Scott was the family genealogist. Interesting, considering that he was estranged from us for so long. He was very active in numerous genealogy forums and was the “go to” guy on any “Now, how are we related to So-and so?” kind of family questions.

In addition to the piano, Scott played the organ. I think he must have started out taking lessons to be a church organist, but he went on to become an accomplished theater organist. In his little efficiency apartment, Scott had a “virtual organ” set-up for his computer, complete with keyboards, foot pedals, and software to emulate various voicings and registrations. Scott knew that my 14-y-o son had expressed interest in taking organ lessons in addition to the piano and violin he has been studying. One of the last times I saw Scott, he wanted to make sure I found someone for my son to study with who would not limit him to church organ.

Jane arranged for Scott’s body to be donated to the state medical school and requested that his ashes be returned to us. Ann was cremated when she died, and we wanted to have her ashes interred with our parents. However, her passive-aggressive psycho son “forgot” to sign the form releasing her remains to the cemetery and then bombarded Jane with threats of legal action for taking his mother’s remains out of state without his permission. Consequently, Ann’s urn has been in the top of Jane’s front closet for the past five years. So when Scott’s ashes come back, we’re going to put him in the urn with Ann, add the ashes of their beloved cat, and finally put everyone to rest with Mom and Dad.

Sorry this post went on so long. Thanks, all, for your thoughts of support and comfort. It really does mean a lot.

I’m so sorry, feckafree, he sounds like an intersting person to have known.

I am sorry for you loss.

Very sorry for your loss, freckafree. But I’m glad you got to see your brother again at the end, and thanks for letting us get to know him a bit through these stories.
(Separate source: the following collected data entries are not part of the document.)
PR #1007, opened 2015-05-28
Silence the cache logging in normal operations.

ceejbot:
Those info lines are now debug lines, so we don't spew a lot of logging on every cache operation. Also, we no longer uselessly log `[object Object]` as the cache key in those lines.

Updated the test that looked for the info log.

### DIFF
--- a/lib/cache.js
+++ b/lib/cache.js
@@ -128,7 +128,7 @@ Cache.get = function get(opts, callback)
             return callback(null, value);
         }
 
-        Cache.logger.info('get: ' + opts.url);
+        Cache.logger.debug('get: ' + opts.url);
 
         Request(opts, function(err, response, data)
         {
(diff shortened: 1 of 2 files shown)


lib/cache.js
```diff
@@ -182,17 +182,19 @@ Cache.getKey = function getKey(key, callback)
...
         {
-            Cache.logger.error('problem getting ' + key + ' from redis @ ' + options.redis);
+            Cache.logger.error('problem getting ' + cacheKey + ' from redis @ ' + options.redis);
             Cache.logger.error(err);
         }
         else
         {
-            Cache.logger.info('retrieved ' + value + ' from ' + key);
+            Cache.logger.debug('retrieved ' + value + ' from ' + cacheKey);
         }
```
rockbot: :+1:

PR #747, opened 2015-03-18
Add Constructor.io autocomplete to search bar

danmcc:
Closes #720  Hi guys -- Co-founder of Constructor.io here. @EliFinkelshteyn and I have an autocomplete all ready for you. Currently, we have it auto-completing to packages for your users who know exactly what they're looking for, and to common searches for users who are looking more serendipitously.

Right now, we have you on the ad-based/branded plan, but we'd be happy to talk about taking you off of that and moving to something else, if you'd prefer.

Finally, we just made some basic styling for your current autocomplete, thinking you'd be likely to change it. That's very easy to do with css (in _header.styl), if you're interested. Otherwise, you're more than welcome to use everything as is. Please let us know if you have any questions, comments, or concerns!

PR #1010, opened 2015-05-29
Constructor.io

rockbot:
Follow up to #747 with slight bits of extra styling :-)

cc @EliFinkelshteyn @danmcc


danmcc:
Awesome!  Thanks, @rockbot!

PR #1013, opened 2015-05-30
Minor https related improvements

alrra:
1. Use `https://` instead of protocol-relative URLs
    
    Nowadays HTTPS is fast and increasingly necessary, so using protocol-relative URLs is becoming an anti-pattern, especially for CDNs.
   
    See also:
    
      * https://github.com/konklone/cdns-to-https#readme
      * https://developers.google.com/speed/libraries/devguide?csw=1#libraries:

2. Use `https://` where possible
    (I did check if the links do worked over https)


alrra:
Also, please change the URL from this project's description to use HTTPS.

alrra:
friendly ping @rockbot @jefflembeck

Issue #1020, opened 2015-06-02
Facebook preview shows a giant N


seldo:
Links to our content on Facebook look weird because our metadata tags are lacking:

![image](https://cloud.githubusercontent.com/assets/185893/7926277/09adea44-0885-11e5-9394-fd22d4270853.png)

We can do better, though this is obviously not a super high priority.

PR #1023, opened 2015-06-03
Improve Facebook preview (fix: #1020)

alrra:
* Change the `open-graph.png` image so that it has the recommended image size of `1200x630px`:

    > [Use images that are at least 1200 x 630 pixels for the best display on high resolution devices.](https://developers.facebook.com/docs/sharing/best-practices#images)

 * Update the `<meta property="og:image"...>` to include the full URL of the `open-graph.png` image as the [Open Graph Object Debugger](https://developers.facebook.com/tools/debug/og/object/) is complaining:

   > Object at URL 'https://www.npmjs.com/' of type 'website' is invalid because the given value '/static/images/touch-icons/open-graph.png' for property 'og:image:url' could not be parsed as type 'url' "

   

--

| Before | After | 
|:---:|:---:|
|  |  | 

--

Fix: npm/newww#1020


alrra:
> Do you need us to change the open-graph.png image? 

@rockbot No, I already did that (see: https://github.com/npm/newww/pull/1023/files). I just tend to write the [commit messages](http://tbaggery.com/2008/04/19/a-note-about-git-commit-messages.html) in the imperative.

PR #1025, opened 2015-06-04
tweak Constructor.io background color

danmcc:
Hi guys,

We're glad to hear the autocomplete is working out great!  We're really excited to be providing the service.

Not at all - I’m always inspired to hear people remember those who have touched their lives. To me, it is the most important way to honour those whom we love when they are gone.

{{freckafree}}

I’m sorry for your loss. My thoughts are with you and the rest of your family.

I am so sorry for your loss.

So sorry to hear about your brother, freckafree; you and your family are in my thoughts and prayers. {{{{{{{{{freckafree}}}}}}}}}}

So sorry to hear of your loss, freckafree. I too enjoyed hearing about your brother. A little bit of him will now live with the rest of us. Eternal rest, grant unto him oh Lord, and let Perpetual Light shine upon him, amen.